Will mir für nächstes Jahr einen E-Motor kaufen und weiß noch nicht genau welchen:

1) Kann mir jemand einen stufenlos regelbaren E-Motor empfehlen und was kostet der ungefähr (Kosten eigentlich Nebensache!)?
2) Würdet ihr E-Motoren mit 5V und 2R auch jederzeit (also gleichwertig) empfehlen?
Wenn ja, was haltet ihr vom Shakespeare ET44? Den könnte ich gerade privat für kleines Geld haben!
3) Was kostet mich ungefähr eine gute Batterie und was muss ich dabei beachten?
Ich weiß, dass die Laufzeit der Batterie von der Leistung des Motors abhängt, aber gibt es bei Batterien große Unterschiede und darf man manche 12V-Batterien gar nicht erst verwenden?

Vielen Dank schon mal im Voraus für eure Antworten!

Gruß
Niederbayer


----------



## Blink* (23. November 2008)

*AW: Welchen E-Motor zum Schleppangeln??*

Moooiin,


zu Frage 3 

also im Prinzip kannst du jede 12V Batterie verwenden.

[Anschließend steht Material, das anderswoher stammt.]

PR #1122, opened 2023-06-29
ClusterControl.joined should cause joining; fix waiting issues

ktoso:
bug: We wrongly waited on the `self.node` to become up but should wait for the other node in `joined(node:)`

improvement: We should initiate joining when not already trying to and someone asks `try await joined(node:)` since the equivalent `join()` makes it seem like joined would do this as well

### DIFF
--- a/Sources/DistributedCluster/Cluster/ClusterControl.swift
+++ b/Sources/DistributedCluster/Cluster/ClusterControl.swift
@@ -194,8 +194,9 @@ public struct ClusterControl {
     public func joined(node: Cluster.Node, within: Duration) async throws -> Cluster.Member {
         // waiting to be "joined" means having passed the "joining" member status
         if let member = await self.membershipSnapshot.member(node),
-           member.status > .joining {
-                return member
+           member.status > .joining
+        {
+            return member
         }
 
         self.join(node: node) // kick off the joining process in case we're not trying to already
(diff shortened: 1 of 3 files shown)


Sources/DistributedCluster/Cluster/ClusterControl.swift
```diff
@@ -175,19 +192,33 @@ public struct ClusterControl {
...
     ///
     /// - Parameters
-    ///   - node: The node to be joined by this system.
+    ///   - endpoint: The endpoint to be joined by this system.
     ///   - within: Duration to wait for.
     ///
     /// - Returns `Cluster.Member` for the joined node.
     @discardableResult
     public func joined(endpoint: Cluster.Endpoint, within: Duration) async throws -> Cluster.Member? {
-        try await self.waitFor(self.node, .up, within: within)
```
ktoso, line 190: actual bug here, we must wait for `endpoint` not `self.node` ;)

Sources/DistributedCluster/Cluster/ClusterControl.swift
```diff
@@ -314,7 +347,7 @@ public struct ClusterControl {
                 throw Cluster.MembershipError(.notFound(node, in: membership))
             }
 
-            if atLeastStatus <= foundMember.status {
```
ktoso, line 317: another mini bug; we should error out if the expected status is lower than the current one.

if they are the same, don't error -- we succeeded; the test covers this now

ktoso:
The failure is `ClusterSingletonPluginClusteredTests.test_singletonByClusterLeadership_withLeaderChange` and I've actually been looking into it now, may solve. It's a bit tricky coming back to this after a while, but I'll figure it out -- it's an unexpected dead letter :)

ktoso:
Failed: https://github.com/apple/swift-distributed-actors/issues/1124 needs investigation

ktoso:
This improves things but we definitely still have some issues to look into here, I'll schedule time to work on those consistently now.

yim-lee (approved):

ABER: Normale Starterbatt. machen das nicht lange mit, dieses ständige auf- und entladen. Deswegen gibt es für solche zwecke sog. Antriebs und Beleuchtungs Batterien, diese sind genau für solche Einsätze entwickelt. Ganz normale Nassbatterien genügen (120-XXX€ je nach Marke und Ah), es muss keine Gel/Vlies-Batterie sein (unnötig teuer)

Desweiteren brauchst du ein vernünftiges Ladegerät, würde ich dir das CTEK 3600 empfehlen.


----------